There was also a slew of old roadsters. Many of them sported flame paint jobs and had chromed engines that produced more thrust than the space shuttle.
A particular automobile that caught our eyes was a 1931 Dodge Brothers sedan. Its placard explained that it had been purchased new in Bessemer, Mich., Sheriff Frank J. Erspamer.
In April of 1934, Erspamer was called in to assist federal agents as they attempted to arrest John Dillinger at the Little Bohemia Lodge in Manitowish Waters, Wis.
Dillinger managed to give the lawmen the slip, living to rob another day.
It’s quite possible that the old Dodge had watched as Dillinger slithered off.

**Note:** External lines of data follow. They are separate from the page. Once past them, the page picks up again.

PR #201, opened 2019-10-01
Fix footer

jasalisbury:

Formation doesn't seem to have styles for .usa-footer-logo defined. Created a `va-api-footer-logo` class and added padding.

### DIFF
--- a/src/components/Footer.scss
+++ b/src/components/Footer.scss
@@ -10,6 +10,15 @@
     width: 200px;
   }
 
+  // Copied from uswds uswds/src/stylesheets/components/_footer.scss
+  .usa-footer-logo {
+    padding: 1rem 0;
+
+    @include media($medium-screen) {
+      padding: 2rem 0;
+    }
+  }
+
   .usa-footer-links {
 
     float: left;
--- a/src/components/Footer.scss
+++ b/src/components/Footer.scss
@@ -10,15 +10,6 @@
     width: 200px;
   }
 
-  // Copied from uswds uswds/src/stylesheets/components/_footer.scss
-  .va-api-footer-logo {
-    padding: 1rem 0;
-
-    @include media($medium-screen) {
-      padding: 2rem 0;
-    }
-  }
-
   .usa-footer-links {
 
     float: left;
--- a/src/components/Footer.scss
+++ b/src/components/Footer.scss
@@ -11,7 +11,7 @@
   }
 
   // Copied from uswds uswds/src/stylesheets/components/_footer.scss
-  .usa-footer-logo {
+  .va-api-footer-logo {
     padding: 1rem 0;
 
     @include media($medium-screen) {
--- a/src/components/Footer.tsx
+++ b/src/components/Footer.tsx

The Dodge, which has been beautifully restored, was later used in the filming of the 2008 movie Public Enemies. This means I touched a car that has touched both Dillinger and Depp.
Aside from the plethora of wonderfully restored cars, there were some oddball automobiles that warranted closer scrutiny. An example of such a thing was a homebuilt John Deere hot rod. The original John Deere cab was a nice touch, but I wonder: what size plow could be pulled by a machine that’s powered by a 355-cubic-inch V-8 engine?
Another oddity was a 1957 BMW Isetta, a three-wheel, two-person car that had a single front-opening door. Its safety features seemed to include using your knees as a crumple zone.
A couple of so-called “rat rods” were on display. It appears that the only rule for building a rat rod is that there are no rules.
One model sat so low, you’d have to dig a hole in order to enter the cab. Another rat rod employed a beer can – a venerable pull tab, no less – for its radiator overflow.
Among my favorites at the car show was a ruby red 1959 Cadillac convertible. That thing was absolutely huge. It surpassed the category of mere land yacht and entered into the domain of battleship.
Numerous new automobiles were on display to help jumpstart the car buying juices. But the vehicle I lusted after the most was an ancient pickup truck.
Specifically, it was a 1913 International Harvester Auto Wagon. Its prominent features included tall, wooden-spoked wheels, a dependable starting system (a hand crank) and a roller chain drive train.
“This is the one I would like to take home!” I said to my wife.
“Why on earth would you want that? It’s the oldest vehicle here!”
“Yeah, but just look at all that space in the back! Imagine all the chicks it would hold!”
And so I spent our journey home explaining that what I meant was baby chickens.